Regia di Paul Greengrass vedi scheda film
A 14 anni dal suo esordio, la saga di Jason Bourne (Damon), personaggio partorito dalla fantasia di Robert Ludlum, arriva al suo quinto episodio (sebbene uno dei cinque, The Bourne legacy, fosse in realtà uno spin-off), in una sorta di prequel dove, in realtà, l'agente segreto solitario - che nel frattempo sbarca il lunario in Grecia combattendo a mani nude negli incontri clandestini - si ritrova faccia a faccia con la cruda verità della perdita della sua memoria. Grazie a un'amica hacker che ci rimette la vita, scopre così che il padre, un devoto patriota, è stato ucciso perché aveva capito quanto di sporco ci fosse in alcune operazioni della CIA, rendendo il figlio inconsapevole complice. Tra inseguimenti, sparatorie e scazzottate in varie location (le scene più spettacolari sono quelle girate durante le proteste di piazza Syntagma, ad Atene, e l'inseguimento ipertrofico con montaggio adrenalinico a Las Vegas), Bourne cerca di svelare il doppio gioco dei vertici della Cia rappresentati dal direttore (Jones) e da un'ambigua e bellissima analista informatica (Vikander, già vista nei panni di una ammaliante cyborg in Ex machina e di una premurosa moglie in The danish girl), sicura protagonista del prossimo episodio.

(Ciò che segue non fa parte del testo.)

PR #656, opened 2018-08-03
EDSC-1905: Adds ability to download collections in End to End Services

abbottry:


mreese84:
Functionality is there, so that's good. There's room for improvement in the UX, as we discussed in Slack.

We need some sort of loading state so that the user knows something is happening/loading when they visit the page. The wait is too long without any indication as it sounds. @trevorlang can help there.

trevorlang:
I have just pushed my improvements. Here's the basics of what I have changed.
 
- Rather than use the button and spinner to show the loading state, I am now showing a filler animation that looks similar to the content that will be loaded in. 
- Now each collections' details are available as soon as they are loaded, and it will no longer wait until all the collections have finished to show them. This helps with perceived performance, making things seem a little faster. 
- I have added logic that will prevent the Download Data button from going active until all collection access methods have been loaded in. This should prevent users from clicking download before seeing the Customize option load, which was happening previously
- Eventually we can add the filler animation to the project stats as well, but there was a little hang up there that I want to sync up with Ryan on. I didnt think it warranted holding up this ticket.

Here is an example showing what it would look like along with a customizable project:
http://localhost:3000/projects/new?p=!C1200240776-DEV08!C3870-LPDAAC_ECS!C1000000082-EDF_OPS!C1200187767-EDF_OPS&ff=Near%20Real%20Time&fdc=EDF_OPS

PR #88, opened 2020-03-10
fix: empty link header

nightnei:


registry/server/templates/services/renderTemplate.ts
```diff
@@ -109,9 +109,12 @@ async function fetchIncludes(includesAttributes: IncludesAttributes): Promise<Ar
                 timeout: +timeout,
             });
 
-            const stylesheets = selectStylesheets(link);
+            if (link) {
```
oleh-momot: Please cover this one with a test

registry/server/templates/services/renderTemplate.spec.ts
```diff
@@ -18,13 +18,13 @@ describe('renderTemplate', () => {
...
                                 This include has all necessary attributes
-                                and a specified link header which is a stylesheet
+                                and an empty link header which is a stylesheet
                             </div>
                         `,
                         headers: {
                             'X-Powered-By': 'JS',
                             'X-My-Awesome-Header': 'Awesome',
-                            'Link': 'https://my.awesome.server/my-awesome-stylesheet.css;rel=stylesheet;loveyou=3000',
+                            'Link': '',
```
StyleT: Add new request instead of modification of the existing one.
Also test that not only empty `Link` but also absence of `Link` works

registry/server/templates/services/renderTemplate.spec.ts
```diff
@@ -311,6 +311,54 @@ describe('renderTemplate', () => {
         `);
     });
 
+    it('should return a rendered template with has all necessary attributes and an empty link header ', async () => {
```
StyleT:
```suggestion
    it('should return a rendered template with has all necessary attributes but without link header ', async () => {
```

PR #96, opened 2020-03-18
fix: cached pages

nightnei:


ilc/client.js
```diff
@@ -144,10 +144,20 @@ function getCurrentBasePath() {
     return currentPath.basePath;
 }
 
+function getNormalizedLocation() {
+    // we should respect base tag for cached pages
+    const base = document.querySelector('base');
```
StyleT: Use it only during init & remove after first use while showing warning in console.

oleh-momot: We can specify where exactly we should find 'base' to speed up it
e.g. document.head.querySelector or document.body.querySelector

nightnei: 1) `base` tag should be located in `head`, but this option can cover both `head` and `body`.
2) additionally it useless optimization, first of all, because `base` tag should be in `head`, which is the first tag in document.

oleh-momot: As I understood correctly, it should be always in the head
So I don't see any point to search it in both sources

ilc/client.js
```diff
@@ -144,11 +145,36 @@ function getCurrentBasePath() {
     return currentPath.basePath;
 }
 
+
+let prevUrl;
+let currentUrl = window.location.pathname + window.location.search;
 window.addEventListener('single-spa:before-routing-event', () => {
+    // !!! TODO remove it after fix https://github.com/single-spa/single-spa/issues/484
```
StyleT:
```suggestion
    //TODO: remove it after fix https://github.com/single-spa/single-spa/issues/484
```

ilc/client.js
```diff
@@ -144,11 +145,36 @@ function getCurrentBasePath() {
...
+    // and add "base.remove();" after first time of using
+    prevUrl = currentUrl;
+    currentUrl = window.location.pathname + window.location.search;
+    if (currentUrl !== prevUrl) {
+        const base = document.querySelector('base');
```
StyleT: Search in head + I would prefer `getElementsByTagName` here

ilc/client.js
```diff
@@ -144,11 +145,36 @@ function getCurrentBasePath() {
...
+        if (base) {
+            base.remove();
+            console.warn('Base tag is removed!!!');
```
StyleT: ??? what is this?

StyleT:
```suggestion
            console.warn('ILC: <base> tag was used only for initial rendering & removed afterwards. Currently we\'re not respecting it fully. Pls open an issue if you need this functionality.');
```

ilc/client.js
```diff
@@ -144,11 +145,36 @@ function getCurrentBasePath() {
...
+        }
+    }
+
     prevPath = currentPath;
```
StyleT: Now `prevPath` will be `undefined` before 1st reroute from what I understand

ilc/common/router/ServerRouter.js
```diff
@@ -49,7 +48,7 @@ module.exports = class ServerRouter {
     #getRouter = async () => {
         const now = Math.floor(Date.now() / 1000);
 
-        if (this.#registryConf === null || this.#checkAfter < now) {
+        if (this.#checkAfter < now) {
```
StyleT:
```suggestion
        if (this.#router === null || this.#checkAfter < now) {
```

ilc/common/router/Router.js
```diff
@@ -55,7 +55,7 @@ module.exports = class Router {
         });
     }
 
-    __compiler(routes) {
+    #compiler = (routes) => {
```
StyleT: I think there was some issue with private class properties & babel in context of an old browsers. 
@oleh-momot do you remember it?

ilc/client.js
nightnei: I would prefer getElementsByTagName here
1) getElementsByTagName return array of all items and we will take the first one. querySelector is faster because it looks only for the first one.
2) querySelector return static array of NodeList unlike getElementsByTagName returns dynamic HTMLCollection.

Search in head 
1) search engines put head tags of the page to body. so it's better to search in head and body.

ilc/client.js
nightnei: As I understood correctly, it should be always in the head
-- no, it can be in body too.

ilc/common/router/Router.js
StyleT: Looks like private props will be complied onto a thing using WeakSet... Which is not supported in IE.
https://babeljs.io/docs/en/babel-plugin-proposal-private-methods
https://caniuse.com/#search=Weakset

ilc/client.js
```diff
@@ -1,7 +1,6 @@
 import * as singleSpa from 'single-spa';
-import deepmerge from 'deepmerge';
 
-import * as Router from './common/router/Router';
+import Router from './common/router/ClientRouter';
```
oleh-momot: As I understood, we use it only on the client-side
Please move it into the './client'

nightnei: we have router folder, so it's incorrect to put client router to separate folder

PR #109, opened 2020-03-26
Preload styles firstly and load scripts then

oleh-momot:
**It depends on https://github.com/StyleT/tailorx/pull/20/files**


ilc/server/tailor/configs-injector.js
```diff
@@ -28,27 +27,47 @@ module.exports = class ConfigsInjector {
             this.#getPolyfill(),
             this.#wrapWithAsyncScriptTag(this.#getClientjsUrl()),
```
oleh-momot: @StyleT Should we leave it?

PR #112, opened 2020-03-27
Add style refs of a rendered template to the response

oleh-momot:


ilc/server/tailor/configs-injector.js
```diff
@@ -54,10 +54,11 @@ module.exports = class ConfigsInjector {
     #getRouteStyleRefsToPreload = async (reqUrl) => {
         const registryConf = await this.#registry.getConfig();
         const route = await this.#router.getRouteInfo(reqUrl);
+        const baseTemplate = await this.#registry.getTemplate(route.template);
```
StyleT: Is there is a chance that here we'll get template that is different (new version) from the one we used inside `router.getTemplateInfo`?

ilc/server/tailor/configs-injector.js
```diff
@@ -6,19 +6,26 @@ module.exports = class ConfigsInjector {
     #registry;
     #router;
     #cdnUrl;
+    #temp;
 
     constructor(registry, router, cdnUrl = null) {
         this.#registry = registry;
         this.#router = router;
         this.#cdnUrl = cdnUrl;
+        this.#temp = {
```
StyleT: I will never work as we share instance of ConfigsInjector between requests

PR #120, opened 2020-04-06
Feature/registry admin poc

StyleT:
https://take.ms/wm6z4


install_all.js
```diff
@@ -4,6 +4,7 @@ const spawnSync = require('child_process').spawnSync;
 const commands = [
     { command: 'cd ./ilc/ && npm i', name: 'ilc' },
     { command: 'cd ./registry/ && npm i', name: 'registry' },
+    { command: 'cd ./registry/client && npm i', name: 'registry' },
```
nightnei, line 7: let's rename to eg `name: 'registry_admin'`

StyleT: Renamed to registry:ui to be consistent with `start_all.js`

StyleT: Renamed to registry:ui to be consistent with start_all.js

registry/tests/test.spec.ts
```diff
@@ -3,6 +3,6 @@ import { request, expect } from './common';
 describe('Tests /', () => {
     it('Hello world', async () => {
         const response = await request.get('/');
-        expect(response.text).to.be.equal('Hello! This is Micro Fragments registry service.');
+        expect(response.text).to.contain(' <title>React Admin</title>');
```
oleh-momot, line 6: I guess, space is not necessary here (' <title...')

StyleT: updated

PR #125, opened 2020-04-10
feat: lde via cookies

nightnei:


ilc/server/tailor/fetch-template.js
```diff
@@ -15,7 +17,19 @@ module.exports = (templatesPath, router, configsInjector, newrelic, registryServ
     request,
     parseTemplate
 ) => {
-    const registryConfig = await registryService.getConfig();
+    let registryConfig = await registryService.getConfig();
+
+    const { cookie } = request.headers;
+    try {
+        let overrideConfig = typeof cookie === 'string' && cookie.split('; ').find(n => n.startsWith('overrideConfig'));
```
StyleT, line 24: For extra safety:
```suggestion
        let overrideConfig = typeof cookie === 'string' && cookie.split(';').find(n => n.trim().startsWith('ILC-overrideConfig'));
```

ilc/server/tailor/fetch-template.js
```diff
@@ -15,7 +17,19 @@ module.exports = (templatesPath, router, configsInjector, newrelic, registryServ
     request,
     parseTemplate
 ) => {
-    const registryConfig = await registryService.getConfig();
+    let registryConfig = await registryService.getConfig();
+
+    const { cookie } = request.headers;
```
StyleT, line 22: Let's expect cookie value to be URL encoded. To mitigate risk of having issues because of the special characters inside JSON.

ilc/server/tailor/fetch-template.js
```diff
@@ -15,7 +17,19 @@ module.exports = (templatesPath, router, configsInjector, newrelic, registryServ
...
+    try {
+        let overrideConfig = typeof cookie === 'string' && cookie.split('; ').find(n => n.startsWith('overrideConfig'));
+        if (overrideConfig) {
+            overrideConfig = JSON.parse(overrideConfig.replace(/^overrideConfig=/, ''));
+            mergeConfigs(registryConfig.data, overrideConfig);
+        }
+    } catch (e) {
+        console.error('Can\'t handle overrideConfig from cookies', e);
```
StyleT, line 30: Just ignore values that you failed to decode. No console.error is necessary.

ilc/server/tailor/merge-configs.js
```diff
@@ -0,0 +1,15 @@
+const deepmerge = require('deepmerge');
+
+module.exports = (original, override) => {
```
StyleT, line 3: You need to do a deep clone of the original object before it's modification. As same object may be shared between requests.

ilc/server/tailor/merge-configs.js
```diff
@@ -0,0 +1,15 @@
...
+    original.apps = deepmerge(original.apps, override.apps);
```
StyleT, line 4: What if override.apps does not exists?

ilc/server/tailor/merge-configs.js
nightnei: I planed to do it, but I don't see any case to reproduce it, so decided to speed up with don't do cloning. but you are right, it's better to do it, it's more safe

PR #144, opened 2020-04-21
chore: docs of trusted origins and practical example

nightnei:


docs/develop_at_production.md
```diff
@@ -1,5 +1,33 @@
 # Develop right at production
 
+
+## Practical example of using existed MS on our [demo site](http://demo.microfrontends.online/news/)
```
StyleT, line 4: I think this guide is too vague... I would expect it to have list of commands/steps I can copy/paste and get result.
Also I don't see any mention here that if you use NAT - you need ngrok

nightnei: > Also I don't see any mention here that if you use NAT - you need ngrok

I added it in comment https://github.com/namecheap/ilc/pull/144/files#diff-b6dabd60a2870f92100d7ccdcdae3509R24

> I think this guide is too vague... I would expect it to have list of commands/steps I can copy/paste and get result.
You mean I should duplicate even commands from guide of setupping ilc-demo-apps?

PR #152, opened 2020-04-29
Run tests when Docker tries to build ILC image

oleh-momot:


ilc/Dockerfile
```diff
@@ -1,14 +1,32 @@
...
-ADD ./ /codebase
-WORKDIR /codebase
+ENV CHROME_BIN=/usr/bin/chromium-browser
+ENV CHROME_DRIVER=/usr/bin/chromedriver
+
+ADD ./ /temporary
+WORKDIR /temporary
 
 RUN npm install --no-package-lock --no-progress
+RUN npm run test
```
StyleT, line 12: I don't really like the approach of running tests within docker build process as it makes impossible to extract test artefacts & attach them as CI run results

StyleT: Look at the https://docs.docker.com/engine/reference/commandline/build/#specifying-target-build-stage---target

ilc/Dockerfile
```diff
@@ -1,14 +1,32 @@
...
+ADD ./ /codebase
+WORKDIR /codebase
+
+COPY --from=build /temporary/package.json ./package.json
+COPY --from=build /temporary/server ./server
+COPY --from=build /temporary/common ./common
+COPY --from=build /temporary/public ./public
+COPY --from=build /temporary/config ./config
+
+RUN npm install --no-package-lock --no-progress --production
```
StyleT, line 30: Think how we can ensure that we have all necessary deps installed and no one accidentally marked a "real" dependency as dev one.

ilc/package.json
```diff
@@ -5,11 +5,11 @@
...
     "test": "cross-env NODE_ENV=test mocha",
-    "test:watch": "cross-env NODE_ENV=test mocha --watch",
+    "test:watch": "npm run test -- --watch",
     "test:coverage": "cross-env NODE_ENV=test nyc mocha",
-    "test:client": "cross-env NODE_ENV=test karma start --single-run",
-    "test:client:watch": "cross-env NODE_ENV=test karma start --no-single-run",
-    "start": "node --max-http-header-size 30000 server/app.js",
+    "test:client": "npm run build:systemjs && cross-env NODE_ENV=test karma start",
+    "test:client:watch": "npm run test:client -- --no-single-run",
+    "start": "NODE_ENV=production node --max-http-header-size 30000 server/app.js",
```
StyleT, line 12: This is not ok as it prevents k8s to override NODE_ENV

oleh-momot: We have the issue with `config` package
This package tries to get development config instead of default when NODE_ENV is not provided even if don't provide NODE_ENV=development

StyleT: Yes, I know it, but nevertheless we can't keep it here

ilc/Dockerfile
vetal2409: Agree, In the multistage building it is impossible to fetch artifacts from the not final stage. --target can solve the problem but then it's required to solve the "copy" problem. By "copy" problem I mean either to run a container and copy data OR use --out option for the build command but it will copy all the filesystem to the host.

Probably, in this case, it's better to split into two docker files. The first one with chrome, we build, create a container, and run the tests with the mounted volume (to get the artifacts on the host). 
And the second one is clean Dockerfile without test dependencies (which is the main goal as I understand)

ilc/Dockerfile
oleh-momot: I tried several packages that can help but unfortunately, no one suits
So I decided to remove these changes and restore previous.

.github/workflows/ci.yml
```diff
@@ -21,11 +21,32 @@ jobs:
...
         cd ./ilc/
-        docker build . --tag ilc:tmp
+        DOCKER_BUILDKIT=1 docker build . --tag ilc:tmp
 
-    - name: Run tests
+    - name: Run sever side tests
       run: docker run ilc:tmp npm run test
 
+    - name: Run server side tests coverage
+      run: docker run --volume /artifacts/ilc/.test_output/server:/temporary ilc:tmp bash -c "npm run test:coverage && mv .nyc_output/* /temporary"
```
StyleT, line 30: Just curious why do you need to use such a long path `/artifacts/ilc/.test_output/server`? Can't it be just `/artifacts/server`?

oleh-momot: I decided to specify it in more detail because we may also have artifacts for registry

PR #153, opened 2020-05-04
Cover handle page transaction with tests

oleh-momot:
Need to change dest to master after `feature/run-tests-on-ci` will be fixed and merged


ilc/client/handlePageTransaction.js
```diff
@@ -78,19 +78,31 @@ const renderFakeSlot = slotName => {
...
 
-    if (willBe === 'rendered') {
-        addContentListener(slotName);
-    } else if (willBe === 'removed') {
-        renderFakeSlot(slotName);
-    } else if (willBe === 'rerendered') {
-        renderFakeSlot(slotName);
-        addContentListener(slotName);
+    switch (slotWillBe) {
+        case slotCanBe.rendered: {
```
StyleT, line 91: I'm pretty sure that you don't need `{ ... }` brackets for case statements. https://developer.mozilla.org/en-US/docs/Web/JavaScript/Reference/Statements/switch

ilc/client/handlePageTransaction.spec.js
```diff
@@ -0,0 +1,258 @@
+import chai from 'chai';
+import sinon from 'sinon';
+import html from 'nanohtml';
+
+import handlePageTransaction, {
+    slotCanBe,
+} from './handlePageTransaction';
+
+describe.only('handle page transaction', () => {
```
StyleT: rm only

ilc/client/handlePageTransaction.spec.js
```diff
@@ -0,0 +1,255 @@
...
+            <div id="${applications.navbar.id}" class="${applications.navbar.class}">
+                Hello! I am Navbar SPA application
+            </div>`;
+
+        applications.body.ref = html`
+            <div id="${applications.body.id}" class="${applications.body.class}">
+                Hello! I am Body SPA application
+            </div>`;
+
+        slots.ref = html`
```
StyleT, line 66: Could you define this property at the same time you declare `slots` variable? Now this code isn't really obvious.,

ilc/client/handlePageTransaction.spec.js
```diff
@@ -0,0 +1,255 @@
...
+
+        clock = sinon.useFakeTimers();
+    });
+
+    afterEach(() => {
+        slots.removeSlots();
+        clock.restore();
+    });
+
+    it('should do nothing when a slot name or a slot action are not provided', async () => {
```
StyleT, line 85: Shouldn't we raise an error here instead of doing nothing?

ilc/client/handlePageTransaction.spec.js
```diff
@@ -0,0 +1,255 @@
...
+        await clock.runAllAsync();
+
+        chai.expect(spinner.getRef()).to.be.null;
+        chai.expect(slots.ref.innerHTML).to.be.equal(
+            `<div id="${slots.navbar.id}"></div>` +
+            `<div id="${slots.body.id}"></div>`
+        );
+    });
+
+    it('should do nothing when a slot action does not match any possible option to handle', async () => {
```
StyleT, line 97: I would make it accept null (default parameter value) or valid action only. It makes more sense from the code readability perspective.

ilc/client.js
```diff
@@ -3,7 +3,7 @@ import * as singleSpa from 'single-spa';
 import Router from './common/router/ClientRouter';
 import setupErrorHandlers from './client/errorHandler/setupErrorHandlers';
 import {fragmentErrorHandlerFactory, crashIlc} from './client/errorHandler/fragmentErrorHandlerFactory';
-import handlePageTransaction from './client/handlePageTransaction';
+import handlePageTransaction, {slotCanBe} from './client/handlePageTransaction';
```
StyleT, line 6: `slotCanBe` -> `slotWillBe`

StyleT: As you already use `willBe` below

ilc/client/handlePageTransaction.js
oleh-momot: Yes, it is not necessary
It is necessary only when you have a let or const variables that you may declare inside of brackets there

ilc/client/handlePageTransaction.spec.js
oleh-momot: It is a good point, I thought about it and wanted to discuss it
I am going to add throwing an error

ilc/client/handlePageTransaction.spec.js
oleh-momot: Yeah, I agree
I am going to change it

ilc/client/handlePageTransaction.spec.js
```diff
@@ -0,0 +1,278 @@
...
+
+        chai.expect(caughtError).to.be.an.instanceof(Error);
+        chai.expect(caughtError.message).to.be.eql('A slot name was not provided!');
+    });
+
+    it('should throw an error when a slot action does not match any possible option to handle', async () => {
+        let caughtError;
+
+        try {
+            handlePageTransaction(slots.body.id, 'undefined');
```
StyleT, line 111: `chai.expect(() => handlePageTransaction(slots.body.id, 'undefined')).to.throw()`
https://www.chaijs.com/api/bdd/#method_throw
Instead of try/catch

PR #154, opened 2020-05-06
Cover async boot up with karma tests

oleh-momot:
Need to change dest to `master` when `cover/handle-page-transaction` is going to be merged


ilc/client/asyncBootUp.spec.js
```diff
@@ -0,0 +1,147 @@
...
+        clock = sinon.useFakeTimers();
+    });
+
+    afterEach(() => {
+        clock.restore();
+        document.body.removeChild(slots.ref);
+        overrideImportMap.resetHistory();
+    });
+
+    it('should wait for slots before single-spa`s routing-event, mark apps as ready if they exist and return override configs then', async () => {
```
StyleT, line 95: 1. I don't think that it's acceptable to have a single test to cover all the logic within `asyncBootup.js`. This particular test is too generic and it's hard to understand it.
2. You actually haven't tested quite a lot of the use cases 
image

PR #22, opened 2020-11-24
Initial work on a basic rate limit for spans

johnbley:
Also update batch period to 5s from 100ms.


karma.conf.js
```diff
@@ -92,8 +92,7 @@ module.exports = function (config) {
 
     // start these browsers
     // available browser launchers: https://npmjs.org/browse/keyword/karma-launcher
-    browsers: ['Chrome', 'Firefox'],
-    //browsers: ['Chrome'], // useful to speed up edit+test cycle
+    browsers: ['Chrome'],
```
jtmalinowski, line 95: alright, first thing next week I'm going to stabilise the integration tests

src/main.js
```diff
@@ -122,8 +122,8 @@ if (!window.SplunkRum) {
     if (options.beaconUrl) {
       const completeUrl = options.beaconUrl + (options.rumAuth ? '?auth='+options.rumAuth : '');
       const batchSpanProcessor = new BatchSpanProcessor(new PatchedZipkinExporter(completeUrl), {
-        bufferTimeout: 100, //millis, tradeoff between batching and loss of spans by not sending before page close
-        bufferSize: 20, // spans, traceoff between batching and hitting sendBeacon invididual limits
+        bufferTimeout: 5000, //millis, tradeoff between batching and loss of spans by not sending before page close
```
jtmalinowski, line 125: should we discuss in the comment for this line, why the particular value was chosen?

src/zipkin.js
```diff
@@ -30,9 +32,24 @@ export function truncate(zspan) {
...
     this.beaconUrl = beaconUrl;
+    this.spanCounts = {};
+    const exporter = this;
+    setInterval(() => {
+      exporter.spanCounts = {};
+    }, SPAN_RATE_LIMIT_PERIOD);
+  }
+
+  filter(span) {
+    const component = span.attributes ? span.attributes.component || 'unknown' : 'unknown';
```
jtmalinowski, line 43: How about `(span.attributes && span.attributes.component) || 'unknown'`?

src/zipkin.js
```diff
@@ -30,9 +32,24 @@ export function truncate(zspan) {
 export class PatchedZipkinExporter {
   constructor(beaconUrl) {
     this.beaconUrl = beaconUrl;
+    this.spanCounts = {};
+    const exporter = this;
+    setInterval(() => {
+      exporter.spanCounts = {};
```
jtmalinowski, line 38: just `this.spanCounts = {};` should work fine

src/zipkin.js
johnbley: Lint didn't seem to like that.  Tried an alternate that doesn't repeat the constant at least.

src/main.js
johnbley: I'll make a note that it's still under experimentation...

PR #25, opened 2020-12-02
Initial webvitals integration

johnbley:


src/webvitals.js
```diff
@@ -0,0 +1,43 @@
...
+  const value = metric.value;
+  const span = tracer.startSpan('webvitals');
+  span.setAttribute(name, value);
+  span.end(span.startTime);
+}
+
+export function initWebVitals(provider) {
+  const tracer = provider.getTracer('webvitals');
+  // CLS is defined as being sent more than once, easier to just ensure that everything is sent just on the first occurence.
+  const reported = {};
```
jtmalinowski, line 33: you can make this var local to this file, because webvitals should be initiated at most once per page

src/webvitals.js
```diff
@@ -0,0 +1,43 @@
...
+
+function report(tracer, name, metric, reported) {
+  if (reported[name]) {
+    return;
+  }
+  reported[name] = true;
+  const value = metric.value;
+  const span = tracer.startSpan('webvitals');
+  span.setAttribute(name, value);
+  span.end(span.startTime);
```
jtmalinowski, line 27: have we confirmed this with Justin? or are we deciding now it's going to be sent like that

integration-tests/tests/webvitals/webvitals.spec.js
```diff
@@ -0,0 +1,55 @@
...
+      return;
+    }
+
+    const url = browser.globals.getUrl('/webvitals/webvitals.ejs');
+    await browser.url(url);
+    // fid won't happen unless there is interaction, so simulate a bit of that
+    await browser.click('#clicky');
+    await browser.waitForElementPresent('#p2');
+
+    await browser.execute(function() {
```
jtmalinowski, line 32: Can you please add a comment that this is a workaround for headless Chrome not emitting `visibilitychange`?

src/webvitals.js
johnbley: Excellent point.  I'll post on the team channel and seek some input.

integration-tests/tests/webvitals/webvitals.spec.js
johnbley: Good catch, will do.

src/webvitals.js
jtmalinowski: I was going to approve this, but now I'm not sure, I can't seem to find any conclusions in that Slack thread.

johnbley: I read it as "looks good enough" but we can wait another day or two for any more objections/discussion to pop up.

jtmalinowski (approved):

Affidato per la terza alla regia di Paul Greengrass (i due film diretti in precedenza furono The Bourne supremacy e The Bourne ultimatum), questo giocattolone con pretese di richiami all'attualità (i social network, Wikileaks) si caratterizza per la sproporzione tra dialoghi e azione, a netto vantaggio di quest'ultima. Il che non necessariamente è un male se si vuole mettere il cervello in naftalina per un paio d'ore, godendosi le location più disparate e un cast d'eccezione nel quale il cattivissimo sicario Vincent Cassell riesce a rubare la scena al protagonista. Il problema è che, con blockbuster come questo, si rischia l'overdose.